# TT Hot skin issue



## TMacie (May 28, 2017)

Hi All, I just picked up a 2007 Keystone Passport 285RLS and its got a habit of biting back. I'm seeing 110v on the outer metal structure pieces such as hinges and tracks. 
I don't see anything as far as visible damage. The junction box where the shore cord connects to the "premise" wiring is good, nothing worn through there.
When I unplug from shore power, and disconnect the shore cable from the "premise" wiring junction box then test for continuity between hot and neutral with the main breaker off, there is none, as expected. If I flip the main breaker on, it shows continuity. I've seemed to narrow it down to the GFCI breaker. When the main breaker is on, and just the GFCI breaker is on. I get continuity between hot and neutral. I'm guessing there is a short somewhere in the GFCI circuit. Does anyone know if these had a common issue? The GFCI breaker doesn't trip when shore power is applied and all of the outlets work. Any thoughts?

Thanks,
Travis


----------



## C Nash (May 29, 2017)

Sounds like you have reversed wiring at shore power box.  Does this happen at different hook ups?  If so, the rv is wired wrong somewhere. Have you always had this rv?  Any electrical work been done on it?


----------



## TMacie (May 30, 2017)

I hope this doesn't come off as rude, but I've already answered your questions in my original post.

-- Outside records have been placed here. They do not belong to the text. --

Issue #1220, opened 2024-03-28
Jump to list via ctrl/alt + number keyboard shortcuts


oktayacikalin:
**Is your feature request related to a problem? Please describe.**
On my desktop, I can jump to my favorites by using meta+number. In Firefox I can jump to tabs using alt+number. This is great.

**Describe the solution you'd like**
I would like to jump to my lists using ctrl+number.

**Describe alternatives you've considered**
Use ctrl+something to select the list of list and the use the cursor keys to navigate around. But ctrl+number is much faster.

**Additional context**
Why does Firefox use alt+number instead of ctrl+number?!

alainm23:
How could the number of the list be defined? Would it be configurable?

oktayacikalin:
I would just assign a number to every list from top to bottom. So the order of the lists decides.

CR0CKER:
I've opened #2656 implementing this.

On your question about how the number of the list would be defined — this takes @oktayacikalin's
suggestion from above: **the sidebar order defines the number**, top to bottom, across source
groups. That means no configuration, no new settings and no extra UI, and the numbering follows
drag-reordering and the Alphabetically sort option automatically, because it is derived from exactly
what the sidebar renders rather than stored separately.

- `Ctrl+1`–`Ctrl+8` open that position; `Ctrl+9` opens the last project, whatever the count —
  the same convention browsers and chat apps use for numbered tabs.
- `Ctrl+Page Down` / `Ctrl+Page Up` cycle to the next and previous project, which covers the case
  where you have more lists than digits.

I used `Ctrl`+number rather than `Alt`+number to match the app's existing `Ctrl`+letter view
shortcuts, and because the HIG reserves `Alt`+arrows for navigation and discourages `Alt` for
application shortcuts.

If you would rather the numbers were user-assignable, that could be added later on top of these
bindings without changing them.

PR #2656, opened 2026-08-30
feat: keyboard shortcuts to jump to and cycle through projects

CR0CKER:
### What changed

Projects can now be reached from the keyboard:

- **`Ctrl+1`–`Ctrl+8`** open the project at that position in the sidebar; **`Ctrl+9`** opens the
  last one, whatever the count.
- **`Ctrl+Page Down` / `Ctrl+Page Up`** move to the next and previous project, wrapping at both
  ends. From a non-project view they open the first or last project.

### Why

Six shortcuts already jump to a view (`Ctrl+I` Inbox, `Ctrl+T` Today, `Ctrl+U` Scheduled, `Ctrl+L`
Labels, `Ctrl+P` Pinboard, `Ctrl+H` Home), but there was no way to reach a **project** without the
mouse — the sidebar has no key handling at all. This closes that gap and is the request in #1220.

### How the numbering is defined

#1220 asked whether list numbers would be configurable. This implementation takes the approach the
reporter suggested there — **the sidebar order defines the number** — which needs no configuration,
no new settings and no UI:

- `Store.get_projects_display_order ()` reproduces exactly what the sidebar renders: visible sources
  by `child_order`, then each source's top-level, non-archived projects, honouring the
  Alphabetically sort setting. Numbering therefore always matches what the user sees, and follows
  drag-reordering automatically.
- Subprojects are excluded, since they render nested inside their parent rather than as siblings.
- The list is recomputed on each keypress, so adding, archiving, reordering or hiding a source takes
  effect immediately without a restart.

**The designated inbox is excluded from the numbering.** `Layouts.SidebarSourceRow.add_row_project
()` builds a row for the inbox project like any other, and `Layouts.ProjectRow` then keeps that row
hidden behind its revealer (`main_revealer.reveal_child = !project.is_inbox_project`). Counting the
rows the sidebar *builds* rather than the ones it *shows* therefore puts a position under a list the
user cannot see, and every list after the inbox comes out off by one. `Ctrl+I` already opens the
Inbox, so excluding it makes nothing unreachable. Because `is_inbox_project` is derived from the
`local-inbox-project-id` setting and the list is rebuilt on each keypress, changing which list is
the default is picked up immediately, with no cache to invalidate.

One consequence worth stating: while viewing the Inbox, `Ctrl+Page_Down` opens the first project and
`Ctrl+Page_Up` the last, rather than continuing from the inbox's old position. The inbox sits
outside the cycle in the same way it sits outside the sidebar list.

If you would prefer numbers to be user-assignable, that could be layered on later without changing
these bindings.

### Why these keys

- **`Ctrl`+number** is the jump-to-nth convention in Chrome, Slack, Discord, VS Code and Obsidian,
  and it matches Planify's own `Ctrl`+letter view shortcuts. **`Ctrl+9` = last** follows the same
  convention browsers use.
- **`Ctrl+Page Down`/`Up`** is the GNOME next/previous convention (Terminal, Nautilus, Text Editor).
- `Alt`+number was avoided because the HIG reserves `Alt+←/→/↑` for navigation and discourages `Alt`
  for app shortcuts; `Super` belongs to the shell; `Ctrl+Tab` is GTK focus traversal.

None of these combinations were previously bound anywhere in the app.

### Implementation notes

- The numbered jump is a **single parameterised action** registered by detailed action name
  (`win.action_view_project(1)`), rather than nine near-identical actions. Because the existing
  enable/disable loops in `ActionManager` only prepend `ACTION_PREFIX`, this needed no changes to
  that machinery.
- All new accelerators are `Ctrl` chords and so live in `action_accelerators`, not
  `typing_accelerators` — they are safe while typing.
- Navigation reuses `pane_selected (PaneType.PROJECT, id)`, the same call `ProjectRow` makes on
  click, so the sidebar highlight updates reactively with no extra work.
- Added a small `MainWindow.get_current_project ()` accessor, needed to know where to cycle from.
- The three bindings are added to the shortcuts window (`shortcuts.ui`) so they are discoverable.

### Testing instructions

1. `Ctrl+1`–`Ctrl+8` open the 1st–8th project top to bottom across source groups; `Ctrl+9` opens the
   last. Numbers with no project do nothing.
2. `Ctrl+Page Down`/`Up` cycle both ways and wrap; from Today or Labels they jump to the first or
   last project.
3. The Inbox is skipped: with an inbox present, `Ctrl+1` opens the first list shown in the sidebar
   and cycling never lands on the Inbox. `Ctrl+I` still opens it. Designating a different list as
   the default in Preferences moves the exclusion to that list immediately.
4. Switch Preferences to sort projects Alphabetically — the numbering follows the re-ordered sidebar.
5. Reorder by drag, add, archive a project, or hide a source — numbering updates without restart.
6. Digits typed in a task title or Quick Add do not trigger navigation.
7. `F1` lists the new shortcuts; the existing 15 still work.

Tested on Fedora Asahi (aarch64) with a Nextcloud CalDAV account.

Per `AI_POLICY.md`: this was developed with AI assistance. However, I have run and debugged the
result myself.

### DIFF
--- a/core/Services/Store.vala
+++ b/core/Services/Store.vala
@@ -315,15 +315,22 @@ public class Services.Store : GLib.Object {
 
     /**
      * Returns every project in the order the sidebar displays it: visible sources by child_order,
-     * and within each source its top-level, non-archived projects.
+     * and within each source its top-level, non-archived projects, again by child_order.
+     *
+     * Both orderings have to be computed rather than read off the store's own list: that list is
+     * ordered once at load, while reordering a project by dragging it writes the new child_order
+     * onto the live Objects.Project and to the database without moving anything in the list. Custom
+     * order taken from the list order would therefore stay on the pre-drag order until the next
+     * restart, while the sidebar showed the new one.
      *
      * Matches what the sidebar actually shows, so callers that address projects by position agree
      * with what the user sees. That is two conditions, not one: Layouts.SidebarSourceRow's
      * add_row_project () decides which rows are built, and Layouts.ProjectRow then keeps the
      * designated inbox hidden (main_revealer.reveal_child = !project.is_inbox_project), so a row
      * existing in the sidebar's list box does not mean it is visible. The alphabetical mode is the
-     * same as projects_sort_func (). Subprojects are excluded because they are rendered nested
-     * inside their parent, not as siblings in this list.
+     * same as projects_sort_func (); custom order ignores the projects-ordered direction exactly as
+     * the sidebar does, which installs no sort function at all in that mode. Subprojects are
+     * excluded because they are rendered nested inside their parent, not as siblings in this list.
      */
     public Gee.ArrayList<Objects.Project> get_projects_display_order () {
         Gee.ArrayList<Objects.Project> return_value = new Gee.ArrayList<Objects.Project> ();
@@ -354,6 +361,10 @@ public class Services.Store : GLib.Object {
             if (alphabetically) {
                 source_projects.sort ((a, b) => {
                     return ordered == 0 ? b.name.collate (a.name) : a.name.collate (b.name);
+                });
+            } else {
+                source_projects.sort ((a, b) => {
+                    return a.child_order - b.child_order;
                 });
             }
 
--- a/core/Services/Store.vala
+++ b/core/Services/Store.vala
@@ -313,6 +313,56 @@ public class Services.Store : GLib.Object {
         }
     }
 
+    /**
+     * Returns every project in the order the sidebar displays it: visible sources by child_order,
+     * and within each source its top-level, non-archived projects.
+     *
+     * Matches what the sidebar actually shows, so callers that address projects by position agree
+     * with what the user sees. That is two conditions, not one: Layouts.SidebarSourceRow's
+     * add_row_project () decides which rows are built, and Layouts.ProjectRow then keeps the
+     * designated inbox hidden (main_revealer.reveal_child = !project.is_inbox_project), so a row
+     * existing in the sidebar's list box does not mean it is visible. The alphabetical mode is the
+     * same as projects_sort_func (). Subprojects are excluded because they are rendered nested
+     * inside their parent, not as siblings in this list.
+     */
+    public Gee.ArrayList<Objects.Project> get_projects_display_order () {
+        Gee.ArrayList<Objects.Project> return_value = new Gee.ArrayList<Objects.Project> ();
+
+        var visible_sources = new Gee.ArrayList<Objects.Source> ();
+        foreach (var source in sources) {
+            if (source.is_visible) {
+                visible_sources.add (source);
+            }
+        }
+
+        visible_sources.sort ((a, b) => {
+            return a.child_order - b.child_order;
+        });
+
+        bool alphabetically = Services.Settings.get_default ().settings.get_enum ("projects-sort-by") == 1;
+        int ordered = Services.Settings.get_default ().settings.get_enum ("projects-ordered");
+
+        foreach (var source in visible_sources) {
+            var source_projects = new Gee.ArrayList<Objects.Project> ();
+
+            foreach (var project in get_projects_by_source (source.id)) {
+                if (project.parent_id == "" && !project.is_archived && !project.is_inbox_project) {
+                    source_projects.add (project);
+                }
+            }
+
+            if (alphabetically) {
+                source_projects.sort ((a, b) => {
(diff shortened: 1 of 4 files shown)


CR0CKER:
Pushed an amendment. The numbering was counting the designated inbox, which `ProjectRow` hides
behind its revealer, so with an inbox present every position after it was off by one — `Ctrl+4`
would open the Inbox rather than the 4th list in the sidebar. The ordering now filters on
`is_inbox_project` as well, matching what the sidebar actually shows. `Ctrl+I` already opens the
Inbox, so nothing became unreachable.

core/Services/Store.vala
```diff
@@ -313,6 +313,56 @@ public class Services.Store : GLib.Object {
...
+     *
+     * Matches what the sidebar actually shows, so callers that address projects by position agree
+     * with what the user sees. That is two conditions, not one: Layouts.SidebarSourceRow's
+     * add_row_project () decides which rows are built, and Layouts.ProjectRow then keeps the
+     * designated inbox hidden (main_revealer.reveal_child = !project.is_inbox_project), so a row
+     * existing in the sidebar's list box does not mean it is visible. The alphabetical mode is the
+     * same as projects_sort_func (). Subprojects are excluded because they are rendered nested
+     * inside their parent, not as siblings in this list.
+     */
+    public Gee.ArrayList<Objects.Project> get_projects_display_order () {
```
alainm23, line 335: Nice feature, I've been wanting this one. Tried it out and hit a snag though: if I reorder my projects by dragging them around, the number shortcuts and Ctrl+Page Down/Up don't follow the new order — they stick to the old one until I restart the app. Sorting alphabetically works fine, it's just the default custom order.

Poking around, it looks like `get_projects_display_order ()` doesn't sort by `child_order` in the custom-order case, so it ends up trusting whatever order the projects happen to be in memory, which only gets sorted on startup. Dragging updates the DB but not that in-memory list.

Sorting the same way there should do it:
```
} else {
    source_projects.sort ((a, b) => a.child_order - b.child_order);
}
```

data/resources/ui/shortcuts.ui
```diff
@@ -129,6 +129,27 @@
                 <property name="title" translatable="yes" context="shortcut window">Open Pinboard</property>
               </object>
             </child>
+
+            <child>
+              <object class="GtkShortcutsShortcut" id="project-number">
+                <property name="accelerator">&lt;ctrl&gt;1...&lt;ctrl&gt;9</property>
```
alainm23, line 135: In shortcuts.ui, the accelerator <ctrl>1...<ctrl>9 uses ... as a range, but GTK doesn't parse that — it renders literally. Probably intentional to show a readable range, just worth confirming it looks right in the shortcuts window and not like a broken accelerator.

Image

alainm23 (changes requested):

CR0CKER:
Good catch, thank you! Fixed in the push above with the sort you suggested.

For the record of why it only bit the custom order: `update_projects_child_order ()` writes the new
`child_order` onto the live `Objects.Project` and to the database, but nothing reorders the store's
in-memory list, which is ordered once at load. In alphabetical mode that did not matter, because
`get_projects_display_order ()` sorted by name anyway; in custom mode it fell through unsorted and
so read the load-time order, while the sidebar — which installs no sort function in that mode — had
just moved the row itself. Sidebar right, shortcuts stale, until the next restart re-read the
database. Sorting by `child_order` there works because the drag has already updated it on the
objects themselves, so the shortcuts now follow the drag immediately.

One intentional omission: the custom branch does not apply the `projects-ordered` direction. The
sidebar consults that setting only inside `projects_sort_func ()`, which it installs only when
sorting alphabetically, so applying it here would make the shortcuts disagree with the sidebar in
exactly the case this helper exists to match.

No unit test for it, I am afraid — `get_projects_display_order ()` reads `Services.Store.instance ()`
and GSettings, so covering it needs a database and a settings backend, where the `test/core/` suite
covers pure functions. It is verified by hand: drag a project, then `Ctrl+N` and
`Ctrl+Page Down`/`Up` follow the new order without a restart, in both the custom and alphabetical
modes and with the sort switched by the drag itself.

**On the accelerator** — that one is intentional and, I think, correct as rendered. `...` is
documented `GtkShortcutsShortcut:accelerator` syntax for a range ("it is also possible to specify
ranges of shortcuts, using `...` between the keys"), and the property's own example in the GTK docs
is `<alt>1...<alt>9`, the same shape. Your screenshot is `GtkShortcutLabel` doing the right thing
with it: two real key boxes with an ellipsis between them, rather than the raw string. If you would
rather it read differently in the shortcuts window I am happy to change it, but it is parsed, not
literal.

PR #2670, opened 2026-09-01
fix: glib critical for unparseable JSON in Utils.JsonUtils

byquanton:


byquanton:
I think this makes #2647 obsolete

alainm23 (approved):

PR #2679, opened 2026-09-08
Add backup retention limit and paginate the backup list

### LINKED ISSUE #2632: Handling the growing number of backups
### Prerequisites

- [x] I have searched the [existing issues](https://github.com/alainm23/planify/issues) and this feature has not been requested yet

### Is your feature request related to a problem?

Hi, the backup function is working, for which I’m very grateful.

Something I’ve noticed is that the list of backups is getting longer and longer.
There’s no way to automatically limit the number of backups created and stored by Planify – for example, by setting a rule.
Manual deletion is, of course, possible, but as far as I can see, only one backup at a time and not by selecting multiple items.
The longer the list gets, the more I’ll need to keep an eye on deleting them regularly, so it doesn’t become exhausting at some point.

My question: How could Planify solve this elegantly?

### Describe the solution you'd like

Perhaps my enquiry already includes the first few ideas :)

### Alternatives you've considered

_No response_

### Additional context

_No response_

alainm23:
Backups previously accumulated forever — a new one was created every day and none were ever removed. This adds an automatic retention limit and a cleaner backup list.

A new "Backups to Keep" setting (default 30, zero keeps all) prunes the oldest backups after each new one is created, and applies immediately when lowered. The backup list is now paginated with numbered page buttons, the
current page highlighted, replacing the old "only the last 30 shown" note. The backup location is shown as a proper row with an Open button instead of a raw inline path.

Close: #2632

image

image


4jNsY6fCVqZv:
@alainm23 Thank you!
Have you also thought about making it possible to select multiple backups at once for manual deletion?
Then, for example, I could keep one backup per week or per month and easily delete all the backups in between.

alainm23:
> @alainm23 Thank you! Have you also thought about making it possible to select multiple backups at once for manual deletion? Then, for example, I could keep one backup per week or per month and easily delete all the backups in between.

Good idea! Multi-select deletion isn't in this change, but it makes sense for exactly that keep-one-per-week/month cleanup. I'll keep it in mind for a later improvement.

PR #170, opened 2017-01-25
Fix coverage status.

vitillo:
Some tests stopped running after the introduction of the slow tag which
caused the coverage to drop.


autolander:

src/main/scala/com/mozilla/telemetry/views/AddonsView.scala
```diff
@@ -82,8 +82,9 @@ object AddonsView {
 
       println(s"JOB $jobName COMPLETED SUCCESSFULLY FOR $currentDateString")
       println("=======================================================================================")
-      sc.stop()
     }
+
+    sc.stop()
```
maurodoglio: Hah!

PR #172, opened 2017-01-27
Rename the System case class to SystemData

Dexterp37:
This is needed as, otherwise, we're not able to call functions from System.* (setProperty, getProperty, out, ...). Using some of these functions is needed to develop and test on Windows.

Unless there's another way to call System.* stuff, even if there's a name clash, I'd suggest renaming the case class. Feel free to suggest a different solution if available! (I'm no Scala guru :D)

r?@mdoglio

### DIFF
--- a/src/main/scala/com/mozilla/telemetry/views/CrashSummaryView.scala
+++ b/src/main/scala/com/mozilla/telemetry/views/CrashSummaryView.scala
@@ -38,7 +38,7 @@ case class SystemGfx(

I also don't know if there has been any previous work.


----------



## C Nash (May 30, 2017)

LOL no problem TMacie.  brain is getting old and has problems.  Get you one of the little testers that you plug into and outlet and it will show if something is wired wrong.  you can get them at Lowes or think wal Mart.  Has to be a reversed wire or bad ground is my thinking.  Let us know what you find.  I did not see in your post if it has happened at different shore hook ups.


----------